In that respect, we regard the following factors involved in the Affinity Groups' program with the Bank, as represented to us in your letter, to be relevant in determining whether the Affinity Groups are "deposit brokers" within the meaning of section 29: (a) all of the Affinity Groups are non-financial institutions, and the vast majority are non-profit organizations; (b) none of the Affinity Groups directly markets the deposit products for the Bank; (c) Affinity Group members who decide to place deposits with the Bank do so directly with the Bank (the Affinity Groups do not receive funds from their members for deposit with the Bank or otherwise process any member deposits); (d) the Affinity Groups have exclusive relationships with the Bank and do not endorse deposit products of other institutions; (e) most, but not all, of the Affinity Groups receive royalties for endorsing the Bank's deposit products, the amount of which represent a small fraction (in the order of ***) of the market rates paid to others who are considered deposit brokers within the meaning of section 29 of the FDI Act; (f) historically, as reported by the Bank, the retention rate for endorsed money market accounts obtained from Affinity Group members ranges from 80% to 85% and for certificates of deposits from 60% to 75% and such accounts and deposits are regarded by the Bank as core deposits of the Bank and are not used to replace core deposit run-off; and (g) the Affinity Groups do not know which members have made deposits with the Bank, nor do they keep any records of the amounts, rates or maturities of the deposits.

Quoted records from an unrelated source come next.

PR #6322, opened 2021-09-21
[ci] Make logging less verbose

jpobst:
Context: https://twitter.com/KirillOsenkov/status/1440192351528374279

Our verbose logging is getting a little out of control.  The `make jenkins` log is ~870 MB and can no longer be viewed in the AzDO UI.

Remove `V=1` from our invocations, which removes `/v:diag`.

Timings aren't stable across build agents so numbers aren't very accurate, but there are definitely improvements:
- Log file of `make jenkins` went from 870 MB to 32 MB
- Build time of `make jenkins` went from 42:49 to 34:43

Full logs are still available in the `.binlog`'s we already produce and place in artifacts.

### DIFF
--- a/build-tools/automation/azure-pipelines-oss.yaml
+++ b/build-tools/automation/azure-pipelines-oss.yaml
@@ -91,26 +91,26 @@ stages:
 
     # Prepare and build everything
     - script: >
-        echo "make prepare-update-mono V=1 CONFIGURATION=$(XA.Build.Configuration) $(PREPARE_FLAGS) MSBUILD_ARGS='$(EXTRA_MSBUILD_ARGS)'" &&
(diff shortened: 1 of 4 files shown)


jonathanpeppers (commented):
It looks like this is in more `.yaml` files, should we updates this one, too?

https://github.com/xamarin/xamarin-android/blob/c3a21d9462ca275a2a47f6500ae3d7c970374b0e/build-tools/automation/azure-pipelines-oss.yaml#L94

pjcollins:
We maybe want to remove this from the JI prepare step as well: https://github.com/xamarin/xamarin-android/blob/6467cda58822b4405a8a105a3268bd5341230187/build-tools/xaprepare/xaprepare/Steps/Step_PrepareExternalJavaInterop.Unix.cs#L24

My only concern with this would be losing potential out on potential information we get from passing `--debug` to various `mono` invocations via `$MONO_OPTIONS`, though at a glance that usage does look pretty sparse so I think it would be fine to lose that as well.

pjcollins (approved):

jonathanpeppers (approved):

Issue #6308, opened 2021-09-17
[One .NET] fix gaps in incremental build performance


jonathanpeppers:
Two factors add a performance cost to .NET 6 builds that are currently not in "legacy" Xamarin.Android.

1. An additional `<MSBuild/>` call per RID evaluates the project again:

https://github.com/xamarin/xamarin-android/blob/d61aae7f120f9c39c2186908fb3cd791b3bde871/src/Xamarin.Android.Build.Tasks/Microsoft.Android.Sdk/targets/Microsoft.Android.Sdk.AssemblyResolution.targets#L83-L88

2. The `<ProcessAssemblies/>` MSBuild task loads each assembly looking at MVIDs. If it finds assemblies with different MVIDs per architecture, those assemblies are put in sub-directories, like `assemblies/armeabi-v7a/System.Private.CoreLib.dll`.

Both of these together might add 500ms to *all builds* for a decent-sized project. If we fixed these gaps, I think we could get "Hello World" incremental build+deploy performance under 1 second.

We already have code that reduces builds down to a single RID when an emulator is running or device attached. We could potentially skip 1 and 2 if there is a single RID.

jonathanpeppers:
No.2 (`<ProcessAssemblies/>`) is implemented in https://github.com/xamarin/xamarin-android/pull/6323

No.1 (trying to eliminate `<MSBuild/>`) actually does not work:

https://github.com/xamarin/xamarin-android/compare/main...jonathanpeppers:use-calltarget-singlerid

I found that `RuntimeIdentifier` "singular" needs to be passed into the full build pipeline. Targets like `ProcessFrameworkReferences` that run really early during the build expect it to be set.

I think we should come back to the idea in No.1 if the dotnet/sdk adds a concept of multiple-RID builds as mentioned in:

https://github.com/dotnet/sdk/issues/14359

We can close this for .NET 6, I think.

PR #6323, opened 2021-09-21
[One .NET] add a single-RID "fast path" for <ProcessAssemblies/>

jonathanpeppers:
Context: https://github.com/xamarin/xamarin-android/issues/6308
Context: https://github.com/xamarin/monodroid/commit/2e93b630e47701dae56f426fe5934846d571832b

When a device or emulator is selected during a build with Fast
Deployment enabled, a single `$(RuntimeIdentifier)` is selected. This
gives us a reasonable speedup for the build.

One place we can do more is the `<ProcessAssemblies/>` MSBuild task.
Add a "fast path", where we don't need to read the MVIDs from every
assembly. We can simply loop over the assemblies and set required item
metadata.

I also made various changes to refactor the `<ProcessAssemblies/>` so
there is more shared helper methods within the task, etc.

## Results ##

An incremental build of a `dotnet new android` project with no changes:

    Two RIDs:
    81 ms  ProcessAssemblies                          1 calls
    One RID:
    45 ms  ProcessAssemblies                          1 calls

An incremental build of a `dotnet new maui` project with no changes:

    Two RIDs:
    85 ms  ProcessAssemblies                          1 calls
    One RID:
    54 ms  ProcessAssemblies                          1 calls

This should save 30-40ms on every build, when you are debugging and
have a device or emulator selected.

### DIFF
--- a/src/Xamarin.Android.Build.Tasks/Tasks/ProcessAssemblies.cs
+++ b/src/Xamarin.Android.Build.Tasks/Tasks/ProcessAssemblies.cs
@@ -78,9 +78,6 @@ namespace Xamarin.Android.Tasks
 			return !Log.HasLoggedErrors;
 		}
 
-		/// <summary>
-		/// Called when RuntimeIdentifiers has one item
-		/// </summary>
 		void SetMetadataForAssemblies (List<ITaskItem> output, Dictionary<string, ITaskItem> symbols)
 		{
 			foreach (var assembly in InputAssemblies) {
@@ -93,9 +90,6 @@ namespace Xamarin.Android.Tasks
 			}
 		}
 
-		/// <summary>
-		/// Called when RuntimeIdentifiers has more than one item
-		/// </summary>
 		void DeduplicateAssemblies (List<ITaskItem> output, Dictionary<string, ITaskItem> symbols)
 		{
 			// Group by assembly file name
@@ -124,7 +118,7 @@ namespace Xamarin.Android.Tasks
 				// If we end up with more than 1 unique mvid, we need *all* assemblies
 				if (mvids.Count > 1) {
 					foreach (var assembly in group) {
-						var symbol = GetOrCreateSymbolItem(symbols, assembly);
+						var symbol = GetOrCreateSymbolItem (symbols, assembly);
 						SetDestinationSubDirectory (assembly, group.Key, symbol);
 						output.Add (assembly);
 					}
--- a/src/Xamarin.Android.Build.Tasks/Tasks/ProcessAssemblies.cs
+++ b/src/Xamarin.Android.Build.Tasks/Tasks/ProcessAssemblies.cs
@@ -1,3 +1,4 @@
+#nullable enable
 using System;
 using System.Collections.Generic;
 using System.IO;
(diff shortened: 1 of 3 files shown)


jonathanpeppers:
The designer tests keep failing on NuGet restore, I think we can ignore:
```
(Restore target) -> 
  /Library/Frameworks/Mono.framework/Versions/6.12.0/lib/mono/msbuild/Current/bin/NuGet.targets(131,5): error : Unable to load the service index for source https://pkgs.dev.azure.com/***/DevDiv/_packaging/Xamarin.UITooling/nuget/v3/index.json. [/Users/runner/work/1/s/UITools/Designer/Xamarin.Designer.Android/Xamarin.AndroidDesigner.sln]
/Library/Frameworks/Mono.framework/Versions/6.12.0/lib/mono/msbuild/Current/bin/NuGet.targets(131,5): error :   Response status code does not indicate success: 401 (Unauthorized). [/Users/runner/work/1/s/UITools/Designer/Xamarin.Designer.Android/Xamarin.AndroidDesigner.sln]
```

src/Xamarin.Android.Build.Tasks/Tasks/ProcessAssemblies.cs
```diff
@@ -46,82 +50,118 @@ public override bool RunTask ()
...
+				Log.LogDebugMessage ("Found a single RuntimeIdentifier");
+				SetMetadataForAssemblies (output, symbols);
+			}
+
+			OutputAssemblies = output.ToArray ();
+			ResolvedSymbols = symbols.Values.ToArray ();
+
+			// Set ShrunkAssemblies for _RemoveRegisterAttribute and <BuildApk/>
+			if (PublishTrimmed) {
+				ShrunkAssemblies = OutputAssemblies.Select (a => {
```
dellis1972, line 67: Do we want to use Linq here? We usually try to avoid it for performance reasons.

jonathanpeppers: I changed this one to a `foreach` loop.

There is another place in here that uses `.Where(..).GroupBy(...)`, which I think is a good usage of Linq.

dellis1972 (approved):

src/Xamarin.Android.Build.Tasks/Tasks/ProcessAssemblies.cs
```diff
@@ -46,82 +50,120 @@ public override bool RunTask ()
...
+					});
+				}
+				ShrunkAssemblies = shrunkAssemblies.ToArray ();
+			}
+
+			return !Log.HasLoggedErrors;
+		}
+
+		/// <summary>
+		/// Called when RuntimeIdentifiers has one item
```
jonpryor, line 82: Aside: not sure we need XML docs for *private* methods in general, never mind a class that doesn't otherwise contain XML documentation at all…

src/Xamarin.Android.Build.Tasks/Tasks/ProcessAssemblies.cs
```diff
@@ -46,82 +50,120 @@ public override bool RunTask ()
...
 				if (mvids.Count > 1) {
 					foreach (var assembly in group) {
-						var symbolPath = Path.ChangeExtension (assembly.ItemSpec, ".pdb");
-						if (!symbols.TryGetValue (symbolPath, out var symbol)) {
-							// Sometimes .pdb files are not included in @(ResolvedFileToPublish), so add them if they exist
-							if (File.Exists (symbolPath)) {
-								symbols [symbolPath] = symbol = new TaskItem (symbolPath);
-							}
-						}
+						var symbol = GetOrCreateSymbolItem(symbols, assembly);
```
jonpryor, line 127: Code convention: space ` ` before `(`.

src/Xamarin.Android.Build.Tasks/Tasks/ProcessAssemblies.cs
```diff
@@ -46,82 +50,120 @@ public override bool RunTask ()
...
 					}
 				}
 			}
+		}
 
-			OutputAssemblies = output.ToArray ();
-			ResolvedSymbols = symbols.Values.ToArray ();
+		static bool IsFrameworkAssembly (ITaskItem assembly)
+		{
+			string packageId = assembly.GetMetadata ("NuGetPackageId") ?? "";
```
jonpryor, line 152: Documentation for [`ITaskItem.GetMetadata()`](https://docs.microsoft.com/en-us/dotnet/api/microsoft.build.framework.itaskitem.getmetadata?view=msbuild-16-netcore) leaves a bit to be desired, but… will this return `null`, or `""`, when the specified metadata isn't found?

It might be "safer" to just use `string.IsNullOrEmpty()`.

When considered together, we believe these facts tend to support the conclusion that the Affinity Groups are neither "engaged in the business of placing deposits" nor "facilitating the placement of deposits" with the Bank, as contemplated by section 29. By contract, each Affinity Group permits the Bank to use its name to market the Bank's deposit products to its members with its endorsement. Such activity, we believe, and the nature of the particular arrangement can reasonably be characterized as passive and indirect and, therefore, outside the scope of the brokered deposits statute and FDIC's regulations.
Based on the representations contained in your letter, we conclude that the Affinity Groups are not "deposit brokers" within the meaning of sections 29 and 29A of the FDI Act and section 337.6(a) of the regulations.
The foregoing opinion is limited to the facts and circumstances of the program as described in your letter. Whether an activity constitutes deposit brokering within the meaning of the FDI Act and the FDIC's regulations is, of course, fact-specific. Accordingly, as we have noted above, the FDIC makes such determinations on a case-by-case basis, and this letter expresses no view concerning determinations we may reach if the relevant facts and circumstances were at variance with those as described in your letter.
Also, please note that to the extent the views expressed in this letter are inconsistent with those contained in FDIC Legal Advisory Opinion 92--79, dated November 10, 1992, this letter shall control.
We hope the foregoing adequately addresses your inquiry. Please do not hesitate to contact Alan J. Kaplan or Joseph A. DiNuzzo of the Legal Division or me if you have any further inquiries concerning the matters addressed in this letter.